Standard Chartered Bank, acting through its Dubai International Financial Centre branch ("SCB DIFC"), is acting as financial adviser to the Purchaser and for no one else in connection with the proposed acquisition and loan financing referred to in this document and is not, and will not be, responsible to anyone other than the Purchaser for providing the protections afforded to clients of Standard Chartered Bank, nor for providing advice in connection with the placing described in this document. Standard Chartered Bank is authorised by the Prudential Regulation Authority and regulated by the Prudential Regulation Authority in the United Kingdom and by the Financial Conduct Authority. SCB DIFC, having its offices at Building 1, Gate Precinct, P.O. Box 999, Dubai, UAE, is a branch of Standard Chartered Bank and is regulated by the Dubai Financial Services Authority.

 

HSBC Bank plc, which is authorised by the Prudential Regulation Authority in the United Kingdom and regulated in the United Kingdom by the Prudential Regulation Authority and by the Financial Conduct Authority, is acting as joint bookrunner for NMC and for no one else in connection with the Placing and is not, and will not be, responsible to anyone other than NMC for providing the protections afforded to clients of HSBC Bank plc, nor for providing advice in connection with any of the matters described in this announcement.

 

HSBC Bank Middle East Limited (together with HSBC Bank plc, "HSBC"), which is authorised and regulated by the Dubai Financial Services Authority and by the Central Bank of the United Arab Emirates, is acting as financial adviser to NMC and for no one else in connection with the Acquisition and is not, and will not be, responsible to anyone other than NMC for providing the protections afforded to clients of HSBC Bank Middle East Limited, nor for providing advice in connection with any of the matters described in this announcement.

 

Each of J.P. Morgan and HSBC is not, and will not be, responsible to anyone other than NMC for providing the protections afforded to its respective clients or for providing advice in relation to the proposed acquisition or any other matters referred to in this announcement. SCB is not, and will not be, responsible to anyone other than the Purchaser for providing the protections afforded to its respective clients or for providing advice in relation to the proposed acquisition or any other matters referred to in this announcement. Apart from the responsibilities and liabilities, if any, which may be imposed on any Bank (each of J.P. Morgan, Standard Chartered Bank and HSBC a "Bank" and collectively the "Banks") by the Financial Services and Markets Act 2000, each Bank accepts no responsibility whatsoever and makes no representation or warranty, express or implied, for the contents of this announcement, including its accuracy, fairness, sufficiency, completeness or verification or for any other statement made or purported to be made by it, or on their behalf, in connection with NMC, the Purchaser, the Placing or the Acquisition, and nothing in this announcement is, or shall be relied upon as, a promise or representation in this respect, whether as to the past or the future.
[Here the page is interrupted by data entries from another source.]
Issue #1011, opened 2026-08-01
feat(channel): isolate Feishu Sessions by thread


marzich:
## Problem

Feishu group conversations are currently scoped by one of `group`, `group_sender`, `group_topic`, or `group_topic_sender`. None of these modes supports the desired interaction model for a project bot:

- every accepted non-thread `@bot` request starts independent work;
- the bot creates a Feishu thread under that current request;
- only messages inside the same Feishu thread continue the same Synergy Session;
- independent requests in the same group can execute in parallel.

The current `group_topic` mode uses `root_id ?? thread_id` and falls back to `chatId`. This causes top-level requests to share one group Session and treats ordinary replies as Session continuity. In addition, the Feishu provider awaits the full conversation handler through a queue keyed by `chatId`, so separate Sessions in one group would still execute serially.

## Required behavior

Introduce an opt-in Feishu group Session mode with the following semantics:

1. **Non-thread request creates a Session**
- When an accepted group message has no `thread_id`, create a new Session keyed by the current message's `message_id`.
- Do not use `root_id` to select an existing Session.
- Preserve `root_id`, `parent_id`, and quoted content only as input context and historical lookup signals.

1. **Reply in a new thread**
- The first response to a non-thread request must use `reply_in_thread: true`, creating a Feishu thread under the current request.
- The response must remain anchored to the current request rather than being delivered under an older quoted message.

1. **Thread is the only continuity signal**
- Messages with the same `thread_id` must reuse one Session regardless of sender.
- Persist a restart-safe `thread_id → Session` association when the bot creates a thread for an existing non-thread request.
- If Atlas is first mentioned inside an existing thread, create one Session for that thread and reuse it thereafter.

1. **Parallelize independent work**
- Different non-thread requests and different threads in the same chat must be able to execute concurrently.
- Messages within one thread/Session must remain serialized.
- Replace or narrow the current full-lifecycle `perChatQueue`; an optional account/Scope concurrency limit may protect resources but must not serialize the entire chat.

1. **Do not debounce across Session boundaries**
- The current `chatId + senderId` debounce key must not merge separate top-level requests.
- Non-thread requests must be isolated by their own `message_id`; thread messages may be grouped only within the same thread.

### Independent top-level requests

```text
A: @Atlas investigate PR #123
B: @Atlas prepare the meeting summary
C: @Atlas check the pre environment
```

Expected:

- three Sessions;
- three Feishu threads created under the respective requests;
- all three may execute in parallel.

[...]

PR #1023, opened 2026-08-01
fix(channel): persist busy Feishu messages

### LINKED ISSUE #202: bug: queued inbox messages not processed after session execution ends (race between drainReady and enqueueUser)
## User report

> @chaos 现在执行过程中再发一条新消息，新消息会先暂存。但等执行结束后，这个暂存的新消息并不会被执行

Source: group:oc_46d261becbf063b7e0b667667d210297; message:om_x100b6b467cdf0ca8b36c7d22bfa2bb8

## Triage

- Type: bug_report
- Related area: session

## Deduplication

Related but distinct from #193 (Session inbox can auto-drain mid-run). Issue #193 describes the inbox item disappearing and being inserted mid-run unexpectedly. This report is a different failure mode: the queued inbox item is neither drained mid-run nor processed after the run finishes — it simply remains in the inbox indefinitely.

### Session input route (`packages/synergy/src/server/session.ts`)

The `submitInput` function enqueues user input to the inbox when the session is running:

```ts
async function submitInput(input: InvokeInput): Promise<SessionInbox.InputResult> {
  const messageID = input.messageID ?? Identifier.ascending("message")
  const next = { ...input, messageID }
  if (SessionManager.isRunning(input.sessionID)) {
    const item = await SessionInbox.enqueueUser(next)
    return { status: "queued", item }
  }
  SessionInvoke.invoke(next).catch(...)
  return { status: "started", messageID }
}
```

### Session invoke loop (`packages/synergy/src/session/invoke.ts`)

After each inner turn, the loop drains ready inbox items:

```ts
// Inner loop finished — drain queued user input and agent updates
const readyItems = await SessionInbox.drainReady(sessionID)
const readyResult = await materializeInboxItems(sessionID, readyItems)
if (readyResult.needsReply) continue outer
```

### Race condition

There is a race between `drainReady` reading/removing inbox items and `enqueueUser` writing a new item:

1. `loop()` inner turn completes → calls `drainReady(sessionID)` → reads and removes all queued items from storage → finds nothing → outer loop breaks
2. Meanwhile (between drainReady reading and the outer loop break), a new message arrives → `submitInput` → `SessionManager.isRunning` → true → `SessionInbox.enqueueUser(next)` → writes to inbox
3. `loop()` function returns → `SessionManager.run()`'s finally block only checks `runtime.mailbox.length`, not persistent inbox items → runtime is unregistered
4. The inbox item remains in persistent storage but nobody processes it

The `SessionManager.run()` finally block (`packages/synergy/src/session/manager.ts`):
```ts
finally {
    const runtime = getRuntime(session.id)
    if (runtime && !runtime.abort && runtime.mailbox.length === 0) {
        unregisterRuntime(session.id)
    }
}
```

No subsequent check is made for leftover inbox items.

## Expected behavior

When a session is running and a user submits another message:

1. The message should be queued in the inbox with `deliveryTarget: "after_turn"`.
2. Once the current agent run reaches its final response and becomes idle, the queued inbox item should be drained and submitted as the next turn.
3. If no new messages arrive after the run, the queued message should still be processed.

## Actual behavior

1. During execution, the user's new message is correctly queued to the inbox.
2. After execution ends, the queued message remains in the inbox and is never processed.
3. The message is only processed if the user sends yet another message (which triggers a new `invoke` → `loop()` → `drainReady` picks up both).

## Proposed fix

The fix should ensure that when a session invoke finishes, any remaining inbox items are checked and processed. Options:

**Option A**: In `SessionManager.run()`'s finally block, after checking the runtime mailbox, also check for persistent inbox items and process them:

```ts
finally {
    const runtime = getRuntime(session.id)
    if (runtime && !runtime.abort) {
        const inboxItems = await SessionInbox.list(session.id)
        if (inboxItems.length > 0) {
            // Trigger a new invoke to process queued inbox items
            await run(session.id, () => processMailbox(session.id))
        } else if (runtime.mailbox.length === 0) {
            unregisterRuntime(session.id)
        }
    }
}
```

**Option B**: In `submitInput`, after enqueuing to the inbox, atomically check if the session is still running. If the session became idle during the enqueue, immediately trigger a new invoke.

**Option C**: In `loop()`, after the outer loop decides to break, re-check the inbox one more time before returning.

Suggested labels: `bug`, `area/session`

marzich:
## Problem

PR #1013 added thread-scoped Feishu Sessions, but the provider lane still awaited the complete conversation execution. A second message in the same thread could therefore remain blocked behind a long-running generation; if it reached a busy Session near loop completion, the message could also be left in the persistent inbox without a reliable wake or restart recovery path.

This is a reliability follow-up to #1011 and PR #1013. It also closes the remaining Feishu-specific form of the queued-inbox race described in the already-closed #202; there is no separate open Issue for this report.

## Summary

- Separate Channel conversation acceptance from background execution so the Feishu per-thread lane waits only for durable acceptance.
- Persist busy-session messages in the existing `SessionInbox` with stable provider delivery identity and reply correlation metadata.
- Preserve same-thread ordering and different-thread parallelism without introducing a provider-owned durable queue.
- Recover runnable inbox tasks on startup through the ordinary `SessionDrive` loop.
- Make inbound attachments durable before acceptance and skip attachment reconstruction on duplicate replay.
- Track accepted background executions during bounded Feishu account drain.

## Implementation

- `ChannelHost.conversations.receive()` now returns an acceptance result plus a separately tracked execution Promise.
- `ChannelConversationAcceptance` reserves the Session loop lease for idle work, queues behind existing runnable work, and deduplicates direct and queued delivery using the same stable identity.
- `SessionManager` exposes one terminal lease operation so externally reserved leases have a single release owner.
- `SessionInbox` discovers runnable Sessions for startup recovery and retains its existing peek/materialize/commit ownership.
- Feishu retains the existing `group_thread` queue key, thread binding, debounce isolation, and account drain timeout.

## Related work

- Follow-up to #1011
- Follow-up to #1013
- Related to #202

## Verification

- `bun test test/channel/` — 375 passed, 0 failed
- `bun test test/session/restart-while-queued.test.ts test/session/inbox.test.ts test/session/recovery.test.ts test/session/manager.test.ts test/session/working.test.ts` — 90 passed, 0 failed
- `bun run --cwd packages/synergy typecheck` — passed
- Second-pass maintainability review — passed with no blocking findings

## Compatibility

- No provider-side durable queue or persisted-state schema migration is introduced.
- Existing Feishu thread routing and legacy scope behavior remain unchanged.
- Duplicate delivery keys remain idempotent after inbox materialization and process restart.
- No production deployment or Atlas runtime/configuration change was performed.


yzxoi:
I reviewed the merged behavior of this PR against the latest `dev`. The durable busy-session queue is the right direction, but I found three correctness gaps that should be fixed before merge:

1. **Idle-session acceptance is not durable yet.** `ChannelConversationAcceptance.accept()` returns `accepted: true` after acquiring an in-memory lease, while `input.execute()` is deferred to a later microtask. At that point there may be neither an inbox delivery record nor a materialized user message. A process exit in that window loses an already-accepted Feishu message, and a concurrent replay can be accepted twice because `findDelivery()` still sees nothing.

1. **Same-thread commands can overtake a running generation.** The Feishu per-thread lane now waits only for acceptance and detaches `execution`. A following `/new` or `/reset` therefore reaches `ChannelCommand.execute()` while the previous generation still owns the Session lease. `/new` can archive and unregister that Session while its generation is still writing messages and sending a reply. Ordinary messages pass through lease arbitration, but commands currently run before that boundary.

1. **Startup inbox recovery includes archived Sessions.** `SessionInbox.listRunnableSessions()` scans inbox files without reading Session info or excluding `time.archived`. Archiving does not clear queued task items, so restart recovery can wake an archived conversation and execute delayed work against the old Channel endpoint.

I’m preparing a follow-up on this PR branch with behavioral coverage for these three cases and the focused fixes. I’ll run the relevant Channel/Session tests and report the exact verification in the commit/PR update.

yzxoi (approved):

Each Bank accordingly disclaims to the fullest extent permitted by law all and any responsibility and liability whether arising in tort, contract or otherwise (save as referred to above) which they might otherwise have in respect of this announcement or any such statement.

 

Certain information contained in this document constitutes "forward-looking statements," which can be identified by the use of terms such as "may", "will", "should", "expect", "anticipate", "project", "estimate", "intend", "continue", "target" or "believe" (or the negatives thereof) or other variations thereon or comparable terminology. Such statements express the intentions, opinions, or current expectations of NMC with respect to possible future events and are based on current plans, estimates and forecasts which NMC has made to the best of its knowledge, but which do not claim to be correct in the future. Due to various risks and uncertainties, actual events or results or actual performance of NMC may differ materially from those reflected or contemplated in such forward-looking statements. No assurances can be given that the forward-looking statements in this announcement will be realised. As a result, recipients should not rely on such forward-looking statements. Subject to compliance with applicable law and regulations, NMC undertakes no obligation to update these forward-looking statements. No representation or warranty is made as to the reasonableness of such forward-looking statements. No statement in this document is intended to be nor may be construed as a profit forecast.

 

No statement in this announcement is intended to be a profit forecast and no statement in this announcement should be interpreted to mean that earnings per ordinary share for the current or future financial years would necessarily match or exceed the historical published earnings per ordinary share.

 

Any investment decision to buy securities in the Placing must be made solely on the basis of publicly available information which has not been independently verified by NMC or either of the joint bookrunners. No representation or warranty, express or implied, is or will be made as to, or in relation to, and no responsibility or liability is or will be accepted by J.P. Morgan, HSBC or by any of their respective affiliates or agents as to or in relation to, the accuracy or completeness of this announcement or any other written or oral information made available to or publicly available to any interested party or its advisers, and any liability therefore is expressly disclaimed.

 

The distribution of this announcement and the Placing and/or offering or issue of the Placing Shares in certain jurisdictions may be restricted by law. No action has been taken by NMC, the Banks or any of their respective affiliates that would, or which is intended to, permit (i) an offer of the Placing Shares in any jurisdiction or (ii) possession or distribution of this announcement or any other offering or publicity material relating to the Placing Shares in any jurisdiction where action for that purpose is required. Persons into whose possession this announcement comes are required by NMC and the Banks to inform themselves about and to observe any restrictions.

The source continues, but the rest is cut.